** REQUIRED ACTION **
Look through the entries below. Say how many lines include "Assignment", with nothing added.

(Saved data entries)
Content starts
Issue #364, opened 2019-04-25
Re-structure class hierarchy for Kernels


arporter:
Currently we have:

    Node <-- Call <-- Kern <-- NemoKern
                 \        \____DynKern
                  \ BuiltIn
                        
but actually, all of our current `BuiltIn`s are implemented in-line and not as calls. Similarly, `NemoKern`s are currently in-line code. Therefore we propose to re-structure like so:

    Node <-- Kern <--BuiltIn
                 \___CodedKern

where `Kern` now has an attribute that captures whether or not it is in-lined or a call.

TeranIvy:
`CodedKern` is a bit confusing name for what is essentially still a subroutine **call** and not really "coding" Kernel contents. Kernel Stub and Kernel Generation from #393 would be good examples of "coding" (adding content) to a Kernel subroutine.

arporter:
@TeranIvy `CodedKern` is so named because it is a kernel that is implemented in code. Whether it is called or is in-line is an attribute (and may change as the result of transformations. Does that make sense?

arporter:
All `dynamo0p3_*` tests pass now.

PR #404, opened 2019-06-10
Re-jig the Kernel class hierarchy (for #364)

arporter:


arporter:
I need to grep through the Developers' guide (and maybe the source too) and check for existing refs to `Call` and `Kern`.

arporter:
I've now done the Developers' Guide, the examples and the source code. In the latter I've taken the opportunity to tidy up some of the docstrings that I was touching.
This is now ready for first review.

src/psyclone/psyGen.py
```diff
@@ -3476,37 +3478,46 @@ def arguments(self):
     @property
     def name(self):
         '''
-        :returns: the name of the kernel associated with this call.
+        :returns: the name of the kernel.
```
sergisiso: Capitalise

sergisiso: well, looking at other docstrings they are not always capitalised, so I guess is more of a question, should they be?

src/psyclone/tests/gocean1p0_config_test.py
```diff
@@ -52,12 +52,24 @@ def setup():
...
-def teardown_function():
-    '''This teardown function is called at the end of all tests and makes
-    sure that we wipe the Config object so we get a fresh/default one
-    for any further test (and not a left-over one from a test here).
+@pytest.fixture(scope="function", autouse=True)
+def clear_config_instance():
+    ''' The tests in this module all assume that there is no pre-existing
+    Config object, so this fixture ensures that the config instance is
+    deleted before and after each test function. The latter makes sure that
+    any other test executed next will automatically reload the default
```
sergisiso: Does it reload the default one? The `setup()` fixture is only executed on module entry, I think this function just uninitialized the Config but it doesn't seem to reload the 'default'

src/psyclone/psyGen.py
arporter: Strictly speaking, I don't think they should as the contents appear after a ":" in the generated documentation (https://psyclone-ref.readthedocs.io/en/latest/autogenerated/psyclone.dynamo0p3.html#psyclone.dynamo0p3.DynKernMetadata). I must admit I'm not too worried but we should probably be consistent at least.

src/psyclone/dynamo0p1.py
```diff
@@ -300,7 +300,16 @@ def __init__(self):
...
+        '''
+        Load this DynKern object with state pulled from the call object.
+
+        :param call: details of the Algorithm-layer call of this Kernel.
+        :type call: :py:class:`psyclone.parse.algorithm.KernelCall`
+        :param parent: parent of this kernel node in the PSyIR.
+        :type parent: :py:class:`psyclone.dynamo0p1.DynLoop` or NoneType.
+
+        '''
+        super(DynKern, self).__init__(DynKernelArguments, call, parent)
```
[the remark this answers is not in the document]
arporter: I don't know why it's this way. We have an issue to remove dynamo0p1 altogether though :-)

src/psyclone/tests/gocean1p0_config_test.py
arporter: The use of `yield` means that control will return to this fixture after each test has been executed. We don't need to load the 'default' config. because that will happen automatically if `_instance` is `None`.

arporter:
I think that the documentation you refer to is correct but I agree that it is not very clear that it is talking about objects used to capture information from the parsed "call invoke" (algorithm) and parsed kernel meta-data. Unfortunately we seem to have at least three classes that capture information about Kernels although only one of them sub-classes `Node`. I've tweaked the documentation a bit to try to make the distinction clearer.

arporter:
Whether or not a (coded) kernel is called or in-lined will become a property of the `CodedKern` object but I've not done that in this PR.

Well spotted on the `calls()` and `kern_calls()` methods. I did think about changing to having a single interface where you could specify what sort of kernels you want to find but then I thought that might clash with #411 so I've simply re-named the existing methods.

arporter:
Assuming Travis is happy then I think this is ready for 2nd review.

PR #400, opened 2019-06-03
Towards #385. PSyIR Fortran front-end Do_Constructs handler.

sergisiso:
This PR:
- Adds a generic Fortran do loop handler to the ASTProcessor based on the implementation of the NemoLoop parser.
- start/stop/step expressions of Loop are now in-tree. (Just the do_loop bounds)
```
Loop[type='None', field_space='None', it_space='None']
        Literal[value:'1']   # Child 1 is the Start bound
        Reference[name:'un'] # Child 2 is the Stop bound
        Literal[value:'1'] # Child 3 is the Stepping value
        Schedule[]  # Child 4 is the Loop body (always a Schedule)
            Assignment[]
                Reference[name:'rtmp1']
                Literal[value:'3']
```
This is still not able to represent different types of Loops, it is limited to Fortran Do Loops.

PR #424, opened 2019-07-04
Variable Access API

hiker:
This pull requests add functionality to determine variable accesses in the PSyIR. As discussed the access data stored now includes a pointer to the original node.

The API is used to properly determine thread-private variables in omp transforms.


src/psyclone/dynamo0p3.py
```diff
@@ -6156,6 +6157,25 @@ def __init__(self):
...
+            # the access mode defined. So take it from the arg_descriptor:
+            if arg.vector_size > 0:
+                # It's an array, so add an arbitrary index value for the
+                # stored indices (which is at this stage the only way to
+                # indicate an array access).
+                var_accesses.add_access(arg.name, arg.access, self, [1])
+            else:
+                var_accesses.add_access(arg.name, arg.access, self)
+        super(DynKern, self).reference_accesses(var_accesses)
+        var_accesses.next_location()
```
arporter: Please could you explain what this line is for (in a comment).

src/psyclone/gocean1p0.py
```diff
@@ -883,6 +883,17 @@ def __init__(self):
         # Get a reference to the namespace manager
         self._name_space_manager = NameSpaceFactory().create()
 
+    def reference_accesses(self, var_accesses):
+        '''Get all variable access information. All accesses are marked
+        according to the kernel declaration.
+        :param var_accesses: \
```
arporter: Again, please document the purpose of this argument as well as its type.

src/psyclone/nemo.py
```diff
@@ -352,6 +353,14 @@ def view(self, indent=0):
         '''
         print(self.indent(indent) + self.coloured_text + "[]")
 
+    def reference_accesses(self, var_accesses):
+        '''Get all variable access information. It calls the corresponding
+        kernel schedule function.
+        :param var_accesses: \
```
arporter: Blank line before `:param:` please and please document the purpose of `var_accesses` as wel as its type.

src/psyclone/nemo.py
```diff
@@ -472,6 +481,31 @@ def __str__(self):
         result += "EndLoop"
         return result
 
+    def reference_accesses(self, var_accesses):
+        '''Get all variable access information. The loop variable is
+        set as READ and WRITE. Then the loop body's access is added.
+        TODO: The start, stop and step values are only strings, so we
```
arporter: Please include the issue number for this TODO (and create said issue if needed).

src/psyclone/nemo.py
```diff
@@ -472,6 +481,31 @@ def __str__(self):
...
+        can't get access information. It might then also be possible to
+        just fall back to Loop.reference_accesses (which then should work).
+        :param var_accesses: \
```
arporter: Blank line and please document what `var_accesses` is for as well as its type.

src/psyclone/nemo.py
```diff
@@ -472,6 +481,31 @@ def __str__(self):
...
+        var_accesses.next_location()
+        # TODO: atm start, stop and step are just strings, so we can't
+        # get any variable information
+        # self._start.reference_accesses(var_accesses)
+        # self._stop.reference_accesses(var_accesses)
+        # self._step.reference_accesses(var_accesses)
+        # We also can't call the base class, since it will accesses
+        # start stop etc :(
+        # super(NemoLoop, self).reference_accesses(var_accesses)
+        for child in self.children:
```
arporter: Nice :-)

src/psyclone/psyGen.py
```diff
@@ -1532,6 +1532,17 @@ def update(self):
         for child in self._children:
             child.update()
 
+    def reference_accesses(self, var_accesses):
+        '''Get all variable access information. The default implementation
+        just recurses down to all children:
```
arporter: picky (I know; surprising) but full stop rather than colon please.

src/psyclone/psyGen.py
```diff
@@ -2447,24 +2458,40 @@ def _get_private_list(self):
...
-                if variable_name.lower() not in result:
-                    result.append(variable_name.lower())
-        return result
+                result.add(variable_name.lower())
+
+        # Now determine scalar variables that must be private:
+        var_accesses = VariablesAccessInfo()
+        self.reference_accesses(var_accesses)
+        for var_name in var_accesses.get_all_vars():
+            accesses = var_accesses.get_varinfo(var_name).get_all_accesses()
```
arporter: Rather than having to call `get_varinfo` would it be worth having some sort of shortcut since this is going to be a very common operation. c.f. Sergi's work on the PSyIR, could we implement things such that `var_accesses[var_name]` does what we want?

src/psyclone/psyGen.py
```diff
@@ -3174,6 +3202,32 @@ def __str__(self):
         result += "EndLoop"
         return result
 
+    def reference_accesses(self, var_accesses):
+        '''Get all variable access information. It combines the data from
+        the loop bounds (start, stop, end step), as well as the loop body.
+        The loop variable is marked as READWRITE, start, stop, step as READ.
+        :param var_accesses: \
```
arporter: Blank line and please document purpose of `var_accesses` as well as its type.

src/psyclone/psyGen.py
```diff
@@ -3174,6 +3202,32 @@ def __str__(self):
...
+            :py:class:`psyclone.core.access_info.VariablesAccessInfo`
+        '''
+
+        # It is important to first add the WRITE access, since this way
+        # the dependency analysis for declaring openmp private variables
+        # will automatically declare the loop variables to be private
+        # (write access before read)
+        var_accesses.add_access(self.variable_name, AccessType.WRITE, self)
+        var_accesses.add_access(self.variable_name, AccessType.READ, self)
+        # TODO: self._start/stop/step are not defined at this stage (at least
```
arporter: Please include an Issue number here. Also, the loop bounds might be arithmetic expressions (e.g. `jpi+1`). I guess we're waiting on the proper loop support that  @sergisiso is implementing in #400.

src/psyclone/psyGen.py
```diff
@@ -3326,6 +3380,16 @@ def view(self, indent=0):
         for entity in self._children:
             entity.view(indent=indent + 1)
 
+    def reference_accesses(self, var_accesses):
+        '''Get all variable access information. The API specific classes
+        add the accesses to the arguments. So the code here only calls
+        the baseclass, and increases the location.
+        :param var_accesses: \
```
arporter: Blank line and description please.

src/psyclone/psyGen.py
```diff
@@ -4808,6 +4878,25 @@ def __str__(self):
             result += str(entity)
         return result
 
+    def reference_accesses(self, var_accesses):
+        '''Get all variable access information. It combines the data from
+        the condition, if-body and (if available) else-body. This could
+        later be extended to handle cases where a variable is only written
+        in of the two branches.
```
arporter: s/in of/in one of/

src/psyclone/psyGen.py
```diff
@@ -4808,6 +4878,25 @@ def __str__(self):
...
+        :param var_accesses: \
```
arporter: Blank line and description please.

src/psyclone/psyGen.py
```diff
@@ -5863,6 +5952,29 @@ def __str__(self):
             result += str(entity)
         return result
 
+    def reference_accesses(self, var_accesses):
+        '''Get all variable access information from this node. The assigned-to
+        variable will be set to 'WRITE'.
+        :param var_accesses: \
```
arporter: Blank line and description please.

src/psyclone/psyGen.py
```diff
@@ -5863,6 +5952,29 @@ def __str__(self):
...
+            :py:class:`psyclone.core.access_info.VariablesAccessInfo`
+        '''
+
+        # It is important that a new instance is used to handle the LHS,
+        # since an assert in 'change_read_to_write' makes sure that there
```
arporter: s/an assert/a check/

src/psyclone/psyGen.py
```diff
@@ -5863,6 +5952,29 @@ def __str__(self):
...
+        self.lhs.reference_accesses(accesses_left)
+
+        # Now change the (one) access to the assigned variable to be WRITE:
+        var_info = accesses_left.get_varinfo(self.lhs.name)
+        var_info.change_read_to_write()
+
+        # Merge the data (that shows now WRITE for the variable) with the
+        # parameter to this function:
+        var_accesses.merge(accesses_left)
+        self.rhs.reference_accesses(var_accesses)
```
arporter: Does this work OK for e.g. `my_var = my_var + 1`? i.e. `my_var` is read before it is written. Would the `location` for the read and write be the same in this situation?

src/psyclone/psyGen.py
```diff
@@ -5927,6 +6039,14 @@ def view(self, indent=0):
     def __str__(self):
         return "Reference[name:'" + self._reference + "']\n"
 
+    def reference_accesses(self, var_accesses):
+        '''Get all variable access information from this node. The assigned-to
+        variable will be set to 'WRITE'.
+        :param var_accesses: \
```
arporter: Blank line and description please.

src/psyclone/psyGen.py
```diff
@@ -6265,6 +6385,28 @@ def __str__(self):
...
+        # does not recurse to the children, so at this stage no
+        # index information has been stored:
+        list_indices = []
+        for child in self._children:
+            child.reference_accesses(var_accesses)
+            list_indices.append(child)
+
+        if list_indices:
+            var_info = var_accesses.get_varinfo(self._reference)
+            var_info.get_all_accesses()[0].set_indices(list_indices)
```
arporter: I'm not comfortable with the fact that the first entry in the list of accesses is "special" and is the only one with information that the variable is an array. Ideally I think we'd solve this with a link to the appropriate entry in the SymbolTable but we don't yet use that in the NEMO API. Maybe `var_info` should just have a `set_indices` method which would then hide the fact that we're storing it in element 0 of the list?

src/psyclone/tests/dependency_test.py
```diff
@@ -0,0 +1,329 @@
...
+                                "i: READ, j: READ, x: READ, y: READ"
+
+    # Increment operation: c(i) = c(i)+1
+    increment_access = schedule.children[2]
+    assert isinstance(increment_access, Assignment)
+    var_accesses = VariablesAccessInfo()
+    increment_access.reference_accesses(var_accesses)
+    assert str(var_accesses) == "c: READWRITE, i: READ"
+
+    # Using an intrinsic (looks like an array access): d(i, j) = sqrt(e(i, j))
```
arporter: Not any more! (Sorry.) Please bring this branch up-to-date and fix...

src/psyclone/tests/dependency_test.py
```diff
@@ -0,0 +1,329 @@
...
+                                 end program test_prog''')
+    ast = parser(reader)
+    psy = PSyFactory(API).create(ast)
+    schedule = psy.invokes.get("test_prog").schedule
+
+    indirect_addressing = schedule.children[0]
+    assert isinstance(indirect_addressing, Assignment)
+    var_accesses = VariablesAccessInfo()
+    indirect_addressing.reference_accesses(var_accesses)
+    assert str(var_accesses) == "a: READ, g: WRITE, h: READ, i: READ"
```
arporter: I'm impressed!

src/psyclone/tests/dependency_test.py
```diff
@@ -0,0 +1,329 @@
...
+                                "q: READWRITE, r: READ"
+    # Test that the two accesses to 'q' indeed show up as
+    q_accesses = var_accesses.get_varinfo("q").get_all_accesses()
+    assert len(q_accesses) == 2
+    assert q_accesses[0].get_access_type() == AccessType.READ
+    assert q_accesses[1].get_access_type() == AccessType.WRITE
+    assert q_accesses[0].get_location() < q_accesses[1].get_location()
+
+
+@pytest.mark.xfail(reason="Calls in nemo not yet supported")
```
arporter: Please mark this with an Issue number.

src/psyclone/tests/dependency_test.py
```diff
@@ -0,0 +1,329 @@
...
+    var_accesses = VariablesAccessInfo()
+    call_stmt.reference_accesses(var_accesses)
+    assert str(var_accesses) == "a: UNKNOWN, b: UNKNOWN"
+
+
+def test_do_loop(parser):
+    ''' Check the handling of do loops.
+    TODO: this only tests a nemo do loop. At this stage the loop
+    boundaries in nemo are only strings (not instances of Reference or so),
+    so in case of a loop like: "do jj=1, n", N would
```
arporter: Issue number please and your docstring ends rather abruptly ;-)

src/psyclone/tests/dependency_test.py
```diff
@@ -0,0 +1,329 @@
...
+
+    do_loop = schedule.children[0]
+    assert isinstance(do_loop, nemo.NemoLoop)
+    var_accesses = VariablesAccessInfo()
+    do_loop.reference_accesses(var_accesses)
+    assert str(var_accesses) == "ji: READWRITE, jj: READWRITE, s: WRITE, "\
+                                "t: READ"
+
+
+@pytest.mark.xfail(reason="Nemo converts all loop limits to strings")
```
arporter: Issue number please (might be #400) and strictly it should be "NEMO API converts..."

src/psyclone/tests/dependency_test.py
```diff
@@ -0,0 +1,329 @@
...
+    do_loop = schedule.children[0]
+    assert isinstance(do_loop, nemo.NemoLoop)
+    var_accesses = VariablesAccessInfo()
+    do_loop.reference_accesses(var_accesses)
+    # TODO: n is not reported at the moment
+    assert str(var_accesses) == "ji: READWRITE, jj: READWRITE, n: READ, "\
+                                "s: WRITE, t: READ"
+
+
+@pytest.mark.xfail(reason="Gocean loops boundaries are also strings")
```
arporter: Issue number again please.

src/psyclone/tests/dependency_test.py
```diff
@@ -0,0 +1,329 @@
...
+    do_loop.reference_accesses(var_accesses)
+    print(var_accesses)
+    assert str(var_accesses) == "cu_fld: WRITE, i: READWRITE, j: READWRITE, "\
+                                "p_fld: READ, u_fld: READ"
+    # TODO: atm the return value starts with:  ": READ, cu_fld: WRITE ..."
+    # The empty value is caused by not having start, stop, end of the loop
+    # defined at this stage.
+
+
+@pytest.mark.xfail(reason="Dynamoloops boundaries are also strings")
```
arporter: Issue number please.

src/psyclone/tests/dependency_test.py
Content ends
** TASK ANSWER **
3